On ne pourra pas revenir en arrière.
Au temps de la paix et de la liberté, des terres ouvertes.
Cette toute petite paix et cette toute petite liberté arrachées quelques toutes petites années au fanatisme des prescripteurs de démolition, qu'on s'est offert loin d'eux en cachette, quand ils étaient tellement occupés à saturer le peuple disséminé devant une foule d'écrans neufs plein de clignotants lumineux.
On ne pourra pas recommencer comme au temps de la découverte et de l'enthousiasme.
On va devoir, comme d'habitude, constater les dégâts.
Et la façon toujours aussi perverse dont les gros s'y prennent pour briser la vie des sans-.

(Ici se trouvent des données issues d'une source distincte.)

PR #195, opened 2021-09-16
Cloud provider checks

JasminAnt:
Added cloud provider checks for Amazon, Azure and Google using their Golang SDK's.


pkg/pmk/cloud_providers.go
```diff
@@ -0,0 +1,469 @@
...
+	ctx := context.Background()
+
+	//the user sends the path to json file
+	iamService, err := iamGoogle.NewService(ctx, option.WithCredentialsFile(path))
+	if err != nil {
+		return fmt.Errorf(err.Error())
+	}
+
+	//the four roles needed
+	names := []string{
```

Et comment, par le règne contaminatoire de la quantité et de l'avidité,
leur cancer gangrène le corps social.
On a cette vision,
on voit la mécanique en jeu, les épouvantails en action, on comprend le processus de désossement de la carcasse, mais on ne tient ni le marteau, ni le couteau, on n'accompagne pas le chaos. Pas par réaction, ni même par rébellion. Par simple penchant atavique à la salade sauvage au bord d'un sentier embroussaillé. Penchant non négociable.
Ensuite, on peut regarder un peu plus loin que cette corruption et deviner qu'après la défaite,
quand seront prostitués les restes d'innocences et d'espoirs dans les tripots du matérialisme, viendra l'heure de prendre soin du travail accompli dehors et de le replier, de le soustraire au visible, afin que sa dimension cosmique puisse se déployer à partir du dedans.
Dans le secret du cœur, là où personne n'ira débusquer son trésor pour en faire une hache de discorde. Contre l'acharnement à écrabouiller toute forme émergente repérée, à rendre illégales toutes résiliences populaires, à interdire tout ce qui ne peut être emballé dans une boite numérotée, il restera la fidélité aux débuts : un rêve de liberté très profond que rien n'empêchera, car sa source vient de loin, très loin, des confins.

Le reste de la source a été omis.